Public outcry failed to save the train, and the last services ran on Sunday, 10 February 2002. The carriages were re-allocated to the TranzAlpine between Christchurch and Greymouth and the TranzCoastal between Christchurch and Picton. Invercargill lost its status as the southernmost passenger station in the world.

==After the Southerner==

Kiwirail proposed a re-introduction of the service in December 2016 from Christchurch to Dunedin as a tourist service during the time that the Coastal Pacific service would be suspended following the Kaikōura earthquake.

In June 2017, Paula Bennett and Simon Bridges announced that $50,000 government grant would fund a business case for reinstating the service. The service however, did not return and in 2018 there were proposals for a chartered service running when major concerts occurred in Dunedin.

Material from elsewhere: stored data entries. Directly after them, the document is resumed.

PR #560, opened 2016-06-13
adjust bandwidth: min peers 7 and min bandwidth 7KiB/s (safer option)

ArneBab:
This is one of two options I see for reducing the required peer count per bandwidth.

I see it as important, because current versions of Freenet have difficulty keeping more than 70 connections, so users with high bandwidth have flapping connections, which will stop convergence of the network.

This is the less risky option: reducing the minimum bandwidth back down to 7KiB and allowing the peers to go down to 7 — 2 long connections and 5 short ones. With this change, very slow nodes should still contribute to routing — for long, medium (<0.01), and for short distances.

In August 2023, The Opportunities Party announced that, if elected to Parliament at the 2023 general election, it would restore the service as a 5-year trial. Dr Duncan Connors from University of Otago's Business School also proposed a "Student Rail Route", That would be included in Student Fees for Students studying at Ara Institute, the University of Canterbury, Lincoln University, Otago Polytechnic, the University of Otago and the Southern Institute of Technology. The service would reduce the emissions of reach university/polytechnic, in line with net-zero commitments.

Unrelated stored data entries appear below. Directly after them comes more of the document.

PR #564, opened 2016-06-21
Reduce algorithmic complexity of FOAF routing

bertm:
This design works under the assumption that location doubles can be compared by equality; something that is not necessarily true for doubles in general. It can be modified to work without this assumption, at the expense of some additional computational complexity.

This drops the algorithmic complexity of finding the next peer to route to from O(n² m) to O(n log n + nm), where *n* is the number of peers (assuming our peers have the same number of peers as we have), and *m* is the number of peers that are excluded from routing towards.

Despite its simplicity, this needs careful review and testing. ~~Oh, and did I mention that it still needs a unit test at least for the algorithmic parts?~~ Breaking routing means breaking Freenet at its core.
*In vivo* this seems to work fine, but breakage will probably only be perceivable if the majority of nodes breaks.

For review, not for merge yet.

### DIFF
--- a/src/freenet/node/PeerLocation.java
+++ b/src/freenet/node/PeerLocation.java
@@ -1,8 +1,6 @@
 package freenet.node;
 
-import java.util.ArrayList;
-import java.util.Collections;
-import java.util.List;
+import java.util.Arrays;
 import java.util.Set;
 
 import freenet.support.Logger;
@@ -11,8 +9,9 @@ public class PeerLocation {
 	
 	/** Current location in the keyspace, or -1 if it is unknown */
 	private double currentLocation;
-	/** Current sorted unmodifiable list of locations of our peer's peers */
-	private List<Double> currentPeersLocation;
+	/** Current sorted array of locations of our peer's peers. Must not be modified,
+	 may only be replaced entirely. */
+	private double[] currentPeersLocation;
 	/** Time the location was set */
 	private long locSetTime;
 
@@ -39,8 +38,9 @@ public class PeerLocation {
 		return currentLocation;
 	}
 
-	synchronized List<Double> getPeerLocations() {
-		return currentPeersLocation;
+	/** Returns an array copy of locations of our peer's peers. */
+	public synchronized double[] getPeersLocationArray() {
+		return Arrays.copyOf(currentPeersLocation, currentPeersLocation.length);
 	}
 
 	public synchronized long getLocationSetTime() {
@@ -53,7 +53,7 @@ public class PeerLocation {
 
 	public synchronized int getDegree() {
 		if (currentPeersLocation == null) return 0;
-		return currentPeersLocation.size();
+		return currentPeersLocation.length;
 	}
 
 	boolean updateLocation(double newLoc, double[] newLocs) {
@@ -63,17 +63,18 @@ public class PeerLocation {
 			return false;
 		}
 
-		ArrayList<Double> newPeersLocation = new ArrayList<Double>(newLocs.length);
-		for (double loc : newLocs) {
+		final double[] newPeersLocation = new double[newLocs.length];
+		for (int i = 0; i < newLocs.length; i++) {
+			final double loc = newLocs[i];
 			if (!Location.isValid(loc)) {
 				Logger.error(this, "Invalid location update for " + this + " (" + loc + ")", new Exception("error"));
 				// Ignore it
 				return false;
 			}
-			newPeersLocation.add(loc);
+			newPeersLocation[i] = loc;
 		}
 		
-		Collections.sort(newPeersLocation);
+		Arrays.sort(newPeersLocation);
 		boolean anythingChanged = false;
 
 		synchronized (this) {
@@ -81,18 +82,18 @@ public class PeerLocation {
 				anythingChanged = true;
 			}
 			if (!anythingChanged) {
-				anythingChanged = currentPeersLocation.size() != newPeersLocation.size();
+				anythingChanged = currentPeersLocation.length != newPeersLocation.length;
 			}
 			if (!anythingChanged) {
-				for (int i = 0; i < currentPeersLocation.size(); i++) {
-					if (!Location.equals(currentPeersLocation.get(i), newPeersLocation.get(i))) {
+				for (int i = 0; i < currentPeersLocation.length; i++) {
+					if (!Location.equals(currentPeersLocation[i], newPeersLocation[i])) {
 						anythingChanged = true;
 						break;
 					}
 				}
 			}
 			currentLocation = newLoc;
-			currentPeersLocation = Collections.unmodifiableList(newPeersLocation);
+			currentPeersLocation = newPeersLocation;
 			locSetTime = System.currentTimeMillis();
 		}
 		return anythingChanged;
@@ -112,16 +113,16 @@ public class PeerLocation {
 	 * or -1 if none.
 	 * This is a binary search of logarithmic complexity.
 	 */
-	private static int findFirstGreater(List<Double> elems, double x) {
+	private static int findFirstGreater(final double[] elems, final double x) {
 		int low = 0;
-		int high = elems.size();
+		int high = elems.length;
 		int mid;
-		if (elems.get(high - 1) <= x) {
+		if (elems[high - 1] <= x) {
 			return -1;
 		}
 		while (low != high) {
 			mid = low + (high - low) / 2;
-			if (elems.get(mid) > x) {
+			if (elems[mid] > x) {
 				high = mid;
 			} else {
 				low = mid + 1;
@@ -134,9 +135,9 @@ public class PeerLocation {
 	 * Finds the position of the closest location in the sorted list of locations.
 	 * This is a binary search of logarithmic complexity.
 	 */
-	static int findClosestLocation(List<Double> locs, double l) {
-		assert(locs.size() > 0);
-		if (locs.size() == 1) {
+	static int findClosestLocation(final double[] locs, final double l) {
+		assert(locs.length > 0);
+		if (locs.length == 1) {
 			return 0;
 		}
 		final int firstGreater = findFirstGreater(locs, l);
@@ -145,13 +146,13 @@ public class PeerLocation {
 		if (firstGreater == -1 || firstGreater == 0) {
 			// All locations are greater, or all locations are smaller.
 			// Closest location must be either smallest or greatest location.
-			left = locs.size() - 1;
+			left = locs.length - 1;
 			right = 0;
 		} else {
 			left = firstGreater - 1;
 			right = firstGreater;
 		}
-		if (Location.distance(l, locs.get(left)) <= Location.distance(l, locs.get(right))) {
+		if (Location.distance(l, locs[left]) <= Location.distance(l, locs[right])) {
 			return left;
 		}
 		return right;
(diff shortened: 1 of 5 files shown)


bertm:
Now that I have added unit tests (and fixed the bugs discovered with those) I feel more confident that my algorithms behave correctly. More *in vivo* testing will follow.

nextgens:
First the context is: https://emu.freenetproject.org/pipermail/devl/2015-October/038254.html
Some unfinished work was done at https://github.com/nextgens/fred/tree/optimize-peermanager-closerpeer

I love it; I've got a few comments though... will review in-line

src/freenet/node/PeerLocation.java
```diff
@@ -56,43 +60,43 @@ public synchronized int getDegree() {
...
-		for(double currentLoc : newLocs) {
-			if(!Location.isValid(currentLoc)) {
-				Logger.error(this, "Invalid location update for " + this + " ("+currentLoc+')', new Exception("error"));
+		final double[] newPeersLocation = new double[newLocs.length];
+		for (int i = 0; i < newLocs.length; i++) {
+			final double loc = newLocs[i];
+			if (!Location.isValid(loc)) {
+				Logger.error(this, "Invalid location update for " + this + " (" + loc + ")", new Exception("error"));
 				// Ignore it
 				return false;
```
nextgens: Is it really what we should be doing here? Ignore the whole update rather than just skip what  we're not happy with (continue)?

src/freenet/node/PeerLocation.java
```diff
@@ -1,14 +1,16 @@
...
 import freenet.support.Logger;
 
 public class PeerLocation {
 	
 	/** Current location in the keyspace, or -1 if it is unknown */
 	private double currentLocation;
-	/** Current locations of our peer's peers */
+	/** Current sorted array of locations of our peer's peers. Must not be modified,
+	 may only be replaced entirely. */
 	private double[] currentPeersLocation;
```
nextgens: Would it be better if currentPeersLocation included currentLocation?
Would that allow us to optimize further and walk it only once per peer?

src/freenet/node/PeerManager.java
```diff
@@ -1038,21 +1047,9 @@ public PeerNode closerPeer(PeerNode pn, Set<PeerNode> routedTo, double target, b
...
-						ignoreLoc = true;
-					else {
-						for(PeerNode cmpPN : routedTo)
-							if(Math.abs(l - cmpPN.getLocation()) < Double.MIN_VALUE * 2) {
-								ignoreLoc = true;
-								break;
-							}
-					}
-					if(ignoreLoc) continue;
+			if (p.shallWeRouteAccordingToOurPeersLocation()) {
```
nextgens: shallWeRouteAccordingToOurPeersLocation currently doesn't take the HTL into consideration; should it?

test/freenet/node/PeerLocationTest.java
```diff
@@ -0,0 +1,110 @@
...
+
+import java.util.Arrays;
+import java.util.HashSet;
+import java.util.Set;
+
+import junit.framework.TestCase;
+
+public class PeerLocationTest extends TestCase {
+
+    private static final double[][] PEER_LOCATIONS = new double[][] {
```
nextgens: I think that it's important to compare what the old logic was doing to the new one... maybe run it only when extensive tests are turned on... 

Have a look to smallestDistanceLegacy in
https://github.com/nextgens/fred/commit/f3f77b4e804581d6fe0204bc5c63283b740c2a28

test/freenet/node/PeerLocationTest.java
```diff
@@ -0,0 +1,110 @@
...
+        // Must be sorted!
+        { 0.1 },
+        { 0.0 },
+        { 0.9 },
+        { 0.1, 0.3 },
+        { 0.1, 0.3, 0.4 },
+        { 0.0, 0.1, 0.2, 0.3, 0.3, 0.35, 0.5, 0.5, 0.99 },
+        { 0.1, 0.11, 0.12, 0.13, 0.14, 0.15, 0.16, 0.17, 0.18, 0.19, 0.20, 0.21, 0.22, 0.23, 0.24 }
+    };
```
nextgens: I'd add a specific test to try out the behaviour around 0 and 1; In my branch that's what I could never get right.

src/freenet/node/PeerLocation.java
nextgens: Just to clarify, what I'm suggesting is to factor https://github.com/bertm/fred-staging/blob/ca8ff8a171d187b0e4678b15950fae8f9482d44c/src/freenet/node/PeerManager.java#L1047 inside the same for loop

nextgens:
Do you think I should make room for it in 1475 or is it a 1476 thing?

src/freenet/node/PeerManager.java
nextgens: Specifically, what happens if we're at HTL=1; do we want to preemptively disable FOAF in order to avoid landing the request to a node that's far from the location but has a closer peer?

nextgens:
@toad @Thynix your input would be welcome on the above

src/freenet/node/PeerLocation.java
ArneBab: this is not a change in behaviour, so I think it should not be touched in the complexity improvement. changing `return false` here would entangle changes which should purely improve performance with changes which cause behaviour change — which are two changes which I think should not be released together.

src/freenet/node/PeerLocation.java
bertm: It would be an optimization indeed, moving another single check into the logarithmic complexity.

There is code (PeerManager.java#L1057) keeping track of whether our peer's location or a FOAF location was chosen. Including `currentLocation` here would break that.

src/freenet/node/PeerManager.java
bertm: That's an interesting thought. I think you just identified a bug, the insert chain would end up at a slightly wrong location (or with low probability, a real bad location).

test/freenet/node/PeerLocationTest.java
bertm: Is there anything specific you'd like to see tested?
From my point of view, the choice of peer locations and target locations should already capture all cases.

src/freenet/node/PeerLocation.java
bertm: I must note that there is a slight change in behaviour: we may not always return the exact same locations as the previous code did, as we traverse them in different order. The tests however ensure that we always return locations that have the exact same distance as with the previous code (namely the minimum distance).

bertm:
I think this should be a 1476 thing, unless we can agree that the HTL1 FOAF fix is worth having in 1475.

src/freenet/node/PeerLocation.java
```diff
@@ -107,4 +111,101 @@ synchronized double setLocation(double newLoc) {
...
+			} else {
+				final double loc = locs[right];
+				if (!exclude.contains(loc)) {
+					return loc;
+				}
+				right = (right == locs.length - 1) ? 0 : (right + 1);
+				rightDist = Location.distance(l, locs[right]);
+			}
+		}
+		final double loc = locs[left];
```
ArneBab: this is worst case performance, so it might be useful to add some logging here.

The average runtime of this algorithm should not be *O(log (n) + m)* but rather something slightly above *O(log(n) + m/(n-m))*, since the exclude set is likely to be distributed randomly. It would be O(log(n) + m/(n-m)) for a uniform distribution of exclude in the location list.

nextgens: I'd suggest another change/optimization: persist exclude in a sorted Set across all peers (after all, if we've already routed/tried those locations we don't want to go there because of it again, even if we see it from another peer).

src/freenet/node/PeerManager.java
nextgens: I'll prepare another PR with that behaviour change; I think it should be part of 1475

test/freenet/node/PeerLocationTest.java
nextgens: 0.9,0.99,1,0,0.1,0.11
What comes out with both implementations? :)

ArneBab: there might be some worst case performance in that case. Proposal for a test:

```
{0.00001, 0.00003, 0.0001, 0.0002, 0.4, 0.5, 0.999, 0.9999, 0.99995}
```

test/freenet/node/PeerLocationTest.java
```diff
@@ -0,0 +1,110 @@
...
+
+    private static final double[] TARGET_LOCATIONS = new double[] {
+        0.0, 0.01, 0.05, 0.09, 0.1, 0.11, 0.29, 0.3, 0.31,
+        0.35, 0.4, 0.45, 0.5, 0.51, 0.9, 0.91, 0.9999
```
ArneBab: maybe add a location very close to 1 here, i.e. 0.999999999.

ArneBab:
This looks good.

test/freenet/node/PeerLocationTest.java
bertm: Performance should remain logarithmic regardless of choice of values. `{ 0.9,0.99,1,0,0.1,0.11 }` is not sorted and thus invalid input. I'll add both of your suggestions nonetheless (after sorting).

src/freenet/node/PeerLocation.java
ArneBab: (I add a note at the relevant line)

src/freenet/node/PeerLocation.java
```diff
@@ -107,4 +111,101 @@ synchronized double setLocation(double newLoc) {
...
+			// All locations are greater, or all locations are smaller.
+			// Closest location must be either smallest or greatest location.
+			left = locs.length - 1;
+			right = 0;
+		} else {
+			left = firstGreater - 1;
+			right = firstGreater;
+		}
+		if (Location.distance(l, locs[left]) <= Location.distance(l, locs[right])) {
+			return left;
```
ArneBab: could this lead to inhomogenous load at the edges (close to 0.0 or 1.0), because we’re always approaching from the middle? This could be avoided by choosing low or high at random if the distance is equal, but taking a random choice is quite expensive.

test/freenet/node/PeerLocationTest.java
bertm: Addressed in 25926d7.

test/freenet/node/PeerLocationTest.java
bertm: Addressed in 25926d7.

src/freenet/node/PeerLocation.java
bertm: > It should be noted, that the complexity estimate uses the information that exclude is likely to be uniformly distributed.

Not really (except that I ignored duplicate values in my analysis). `findFirstGreater` is plain old binary search, so O(log n). `findClosestLocation` invokes it once, plus O(1) additional work, so O(log n). `getClosestPeerLocation` invokes the previous method once, and then iterates over at most *m* unique locations (with O(1) work per location, assuming HashSet) before it finds one that is not excluded. That makes O(log(n) + m).

We cannot make assumptions on the distribution of values in `exclude`.

src/freenet/node/PeerLocation.java
bertm: We're always approaching it from the *left* in the circular key space: we always take the solution that is, say, counterclockwise from the target (or is it actually clockwise? doesn't really matter). Whether or not we are wrapping around from 1 to 0 does not matter here. I named the variables `left` and `right` instead of `low` and `high` to avoid this exact confusion ☺

As such, this only matters when we route to a location exactly inbetween two FOAFs of a single peer, which happens practically never. The previous approach to resolving this choice was "whichever FOAF appeared earlier", the new approach is "whichever FOAF is counterclockwise to the target".

src/freenet/node/PeerLocation.java
bertm: With regards to the logging: it's worst case, but not actually bad. Consider a short-link peer with only a few FOAFs: then it is quite likely that we hit this case.

src/freenet/node/PeerLocation.java
bertm: In cases where the target is between two sequential elements of the FOAF list, yes. When the target is between the last and the first (wrapping around), the resulting location may be different (but the distance equal). My comment to your other node explains this more in-depth.

src/freenet/node/PeerLocation.java
bertm: Actually the old code could lead to inhomogenous load at the edges (in the rare event of equal distance peers), and this code fixes it as a side effect ☺

src/freenet/node/PeerLocation.java
ArneBab: My text was actually wrong ☹ — this should not note “uniformly distributed” but “neighboring”. That’s a leftover from rewriting the text a few times…

src/freenet/node/PeerLocation.java
ArneBab: I tried to estimate the probability of a request being exactly in between two FOAFs, but I did not reach the point where I can give a conclusive probability. My gut-feeling is that there is a small but significant probability to get that, since each request travelling through the network is checked against a large number of nodes.

I stopped the calculation, because your code should not be affected by that anyway.

nextgens:
This has been merged in eaf376509e1667cf654fb8ed563ec20782588149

A campaign to bring back the Southerner was launched in May 2024 by advocacy group The Future is Rail, who talked to several district and regional councils in attempt to fund a feasibility study.

The service returned for a limited time in May 2025, operated by Great Journeys New Zealand for four days (running from Christchurch to Dunedin) as a tourist service. Due to the popularity of the return (all services sold out) it was announced that the train would return again for four daily trips in October 2025. A tourist service from Christchurch to Invercargill operated as The Mainlander in 2026.

In July 2025, a 12,000+ signature petition was to Minister Mark Patterson supporting a return of the Southerner as a regular public service from Invercargill to Christchurch.